What do you think? Time for a healthcare pruning?

4 Responses to “Does Darwinism apply to hospitals?”

  1. Avery says:

    “…And in typical market-driven industries, too many companies typically mean prices are driven downward, while consolidation drives prices higher. That’s not the effect we want (or can afford) in healthcare….”

    Chris, don’t you think the Dartmouth folks have established that healthcare is freakishly NOT market driven? That the greater the supply, the greater the overall demand?

    A good argument has been made by Shannon Brownlee and others that if anything it is time for lopping, not pruning, but because one of the villains in the soaring cost of healthcare is oversupply.

    Nice redesigned page, btw. –Avery

  2. Chris Bevolo says:

    Hi Avery – great to hear from you! And yes, while not familiar with your specific references, I totally agree that “freakish” is an appropriate way to describe the market dynamics for provider healthcare. The more radiologists in a market, the more MRIs. Don’t seem to recall that graph in economics. I would agree it’s a huge reason for the overall cost of healthcare to society. Perhaps the economy combined with consumer-driven plans will force healthcare into a more typical supply/demand curve. As more patients opt to delay or avoid care, demand might force a tighter supply, or as you’ve termed it, “lopping.” More interesting, will we see a reduction of price in care as part of the oversupply? Haven’t seen it yet, but will be curious to watch and see how providers react when transparency highlights why a test at Hospital A costs twice the amount for the test at Clinic B.

  3. Avery says:

    “…More interesting, will we see a reduction of price in care as part of the oversupply?…”

    Excuse me while I keel over in hysterical laughter. If it happens, I think it will mostly be for nonreimbursable elective care like cosmetic plastic surgery, laser eye treatment, and so on. What other parts of the direct-care part of healthcare are sensitive to price?

    Then there’s the so-called transparency movement. In addition to the topsy-turvy economics of healthcare re supply/demand, “transparency” as currently manifested is nothing of the kind. Most of the dollar amounts revealed to the public reflect not prices but charges, which you and I know bear as much resemblance to provider reimbursements or to what patients pay out of pocket as a Steeler lineman does to a high school punter. Who knows, other than third-party payers, what “price” even means?

  4. Chris Bevolo says:

    My goodness – covering healthcare all these years has left you bitter and unbelieving.

    : )

    But remember I operate out of Minneapolis, where healthcare “price” transparency has been a hot topic for a couple of years, seemingly putting it head of many other U.S. markets. Last year and before, we saw an advertising war between two payers promoting their own hospital-price comparison web sites. And we’ve seen the birth of Carol.com, the online care marketplace. In September, they announced a new program, in partnership with two large local systems, to provide care “packages” to the employees of large companies. These packages, for conditions such as coronary artery disease, asthma or diabetes, would offer a set of care offerings – doc visits, tests, education, etc. – for a set price (yes, price) per year. According to an article in the Minneapolis Star Tribune, 3M, General Mills and Medtronic had all signed up for the program. Alas, since then, Carol.com has shuttered its online shopping site, as not enough patients purchased care through it (perhaps proving your point). I’m not sure where their healthcare package concept sits as a result.

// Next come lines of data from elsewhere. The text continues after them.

PR #1496, opened 2025-03-10
1495 smaller changes to current sheet to fulfill creature needs

### LINKED ISSUE #1495: Smaller changes to current sheet to fulfill creature needs
remove unnecessary features from the creature sheet.

patrickmohrmann:
resolves #1495 

finished up the creature sheet by removing all none creature related options

### DIFF
--- a/module/data/actor/templates/sentient.mjs
+++ b/module/data/actor/templates/sentient.mjs
@@ -279,6 +279,16 @@ export default class SentientTemplate extends CommonTemplate {
         label: this.labelKey( "challenge" ),
         hint:  this.hintKey( "challenge" ),
       } ),
+      actions: new fields.NumberField( {
+        required: true,
+        nullable: false,
+        min:      1,
+        step:     1,
+        initial:  1,
+        integer:  true,
+        label:    this.labelKey( "actions" ),
+        hint:     this.hintKey( "actions" ),
+      } ),
       condition: new fields.SchemaField( {
         aggressiveAttack: new fields.BooleanField( {
           required: true,
--- a/module/data/actor/templates/sentient.mjs
+++ b/module/data/actor/templates/sentient.mjs
@@ -258,37 +258,6 @@ export default class SentientTemplate extends CommonTemplate {
         label: this.labelKey( "characteristics" ),
         hint:  this.hintKey( "characteristics" ),
       } ),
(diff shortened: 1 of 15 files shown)


module/data/actor/templates/sentient.mjs
```diff
@@ -279,6 +279,16 @@ export default class SentientTemplate extends CommonTemplate {
         label: this.labelKey( "challenge" ),
         hint:  this.hintKey( "challenge" ),
       } ),
+      actions: new fields.NumberField( {
```
ChristopherSD, line 282: mhh, not super happy that this is in "sentient" since this applies to PCs then as well. So either find a way to only apply it NPCs (like a NPC template to mix in), or make it nullable, so it's clear that PCs don't use that. I'd prefer the first one, that makes it more correct and extendable

templates/actor/actor-tabs/equipment.hbs
```diff
@@ -1,24 +1,29 @@
 <section class="tab {{tabs.equipment.cssClass}}" data-group="sheet" data-tab="equipment">
-{{localize "ED.Actor.Header.carryingCapacity"}}
+    {{log this}}
```
ChristopherSD, line 2: No logging pleeeeaaase :))

templates/actor/actor-tabs/equipment.hbs
```diff
@@ -1,24 +1,29 @@
...
+    {{#unless (ne this.actor.type "character")}}
```
ChristopherSD, line 3: this basically is `if type === 'character'` ? :D

ChristopherSD (changes requested):

module/data/actor/templates/sentient.mjs
patrickmohrmann: done

templates/actor/actor-tabs/equipment.hbs
patrickmohrmann: yes okay :-P

templates/actor/actor-tabs/equipment.hbs
patrickmohrmann: ok

ChristopherSD (approved):

PR #1502, opened 2025-03-13
1501 bug talent ranks are not reset on changing class

### LINKED ISSUE #975: changing optional talents will not reset spent points
switching the optional talent during character generation, after applying ranks, will not reset the ranks applied to the optional talent. 

**workaround** reset all talent ranks

### LINKED ISSUE #1048: [BUG]- create character without char gen
it shall be possible to create an actor of type character without character generation, currently it is not possible

### LINKED ISSUE #1501: [BUG]-talent ranks are not reset on changing class
changing the class does not reset the talent ranks

patrickmohrmann:
resolves #1501 reset talent points on class change
resolves #975  add spend optional points back to available points after changing an optional talent
resolves #1048 create character without char gen

### DIFF
--- a/module/applications/actor/character-generation-prompt.mjs
+++ b/module/applications/actor/character-generation-prompt.mjs
@@ -591,13 +591,6 @@ export default class CharacterGenerationPrompt extends HandlebarsApplicationMixi
   
   static _onReset( _, target ) {
     const resetType = target.dataset.resetType;
-    // if ( this.charGenData === undefined ) {
-    //   await charGenData.resetPoints( resetType );
-    //   instance.render();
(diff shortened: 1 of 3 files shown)


ChristopherSD (commented):
Let's please have a look at it together. I'm not sure about the changes in the `_onReset` of the char gen prompt.
Also: we need to discuss the changes to document creation. We already have a setting, if we always ask if it should be opened, that is superfluous. I thought the idea was, to introduce an alternate click (e.g. shift+click) to avoid the char gen dialog).

ChristopherSD (approved):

    That’s pretty radical, no? I’ve also had two physicians – an opthamologist and a podiatrist – lament their low volumes of late, in the same breath noting the “high prices” their system charges in comparison to independent providers. An interesting series in the Star Tribune has noted that, at least locally, providers have been monitoring and in some case resetting their “prices” in response to additional transparency and inquiries from patients.

    In the end, seeing healthcare act like a “normal” market-driven industry is a long ways off (if at all). So your skepticism is well placed, as is your accurate depiction that “price” is usually referring to charges. But even in Minnesota, the ice can thaw once in awhile.